# WHAT IS NEEDED:
Answer with a bare number: the count of lines in the records below that have the word "gabetax".

# Collected data entries:
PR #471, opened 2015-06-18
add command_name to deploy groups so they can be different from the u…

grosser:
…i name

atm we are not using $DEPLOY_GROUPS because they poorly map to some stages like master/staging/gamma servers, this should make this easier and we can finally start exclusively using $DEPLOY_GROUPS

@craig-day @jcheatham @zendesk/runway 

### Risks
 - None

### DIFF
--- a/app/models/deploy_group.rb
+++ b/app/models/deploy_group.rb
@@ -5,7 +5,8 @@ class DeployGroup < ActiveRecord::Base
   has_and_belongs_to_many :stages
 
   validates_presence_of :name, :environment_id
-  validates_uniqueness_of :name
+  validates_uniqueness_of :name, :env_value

...

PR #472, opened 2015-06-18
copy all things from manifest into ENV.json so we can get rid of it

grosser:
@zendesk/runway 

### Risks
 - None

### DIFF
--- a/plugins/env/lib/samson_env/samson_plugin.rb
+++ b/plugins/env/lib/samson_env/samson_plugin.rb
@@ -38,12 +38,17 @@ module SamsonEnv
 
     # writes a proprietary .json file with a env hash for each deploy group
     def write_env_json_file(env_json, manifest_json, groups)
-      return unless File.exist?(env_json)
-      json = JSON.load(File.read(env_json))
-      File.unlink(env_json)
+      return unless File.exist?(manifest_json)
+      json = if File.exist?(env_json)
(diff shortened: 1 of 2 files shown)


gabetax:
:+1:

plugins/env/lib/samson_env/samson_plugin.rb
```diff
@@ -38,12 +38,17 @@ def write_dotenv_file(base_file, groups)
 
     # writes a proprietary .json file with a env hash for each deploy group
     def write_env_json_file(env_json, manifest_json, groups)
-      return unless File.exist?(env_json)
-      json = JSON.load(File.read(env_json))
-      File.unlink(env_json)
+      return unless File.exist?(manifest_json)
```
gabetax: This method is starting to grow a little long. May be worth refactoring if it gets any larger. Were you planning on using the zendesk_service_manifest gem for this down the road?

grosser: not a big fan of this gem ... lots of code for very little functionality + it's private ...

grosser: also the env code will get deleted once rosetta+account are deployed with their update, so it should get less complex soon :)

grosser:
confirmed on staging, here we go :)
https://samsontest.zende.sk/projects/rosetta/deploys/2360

# RESULT OF THIS TASK:
2